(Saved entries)
+ + + +
PR #163, opened 2024-03-06
Some changes for running under MPI.

Kenneth-T-Moore:
### Summary

This is a series of changes to help with running external mission subsystems under MPI.

1. Moved some solvers out of traj.phases.
When dymos is run under MPI, phases is a parallel group. Currently, if any phase has an initial state that is connected to something upstream, a solver is required to update that value into the state via an implicit component. Unfortunately, dymos places that solver in traj.phases to address other corner cases. In this PR, we move that solver into the states independent component so that it is not above the ODE.
2. Severed the connections between phases when running under MPI.
Ideally, you shouldn't parallelize systems that are connected to each other. It will work if you add a nonlinear and linear solver, but this is kind of janky and leads to another level of solvers in your model. We can sever the connection by setting connected=False in the call to link_phases. When we do that, the optimizer handles the removed connections using constraints.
+ + + +
## The task
I'd like every record written out exactly as given.

## Your response
PR #163, opened 2024-03-06
Some changes for running under MPI.

Kenneth-T-Moore:
### Summary

This is a series of changes to help with running external mission subsystems under MPI.

1. Moved some solvers out of traj.phases.
When dymos is run under MPI, phases is a parallel group. Currently, if any phase has an initial state that is connected to something upstream, a solver is required to update that value into the state via an implicit component. Unfortunately, dymos places that solver in traj.phases to address other corner cases. In this PR, we move that solver into the states independent component so that it is not above the ODE.
2. Severed the connections between phases when running under MPI.
Ideally, you shouldn't parallelize systems that are connected to each other. It will work if you add a nonlinear and linear solver, but this is kind of janky and leads to another level of solvers in your model. We can sever the connection by setting connected=False in the call to link_phases. When we do that, the optimizer handles the removed connections using constraints.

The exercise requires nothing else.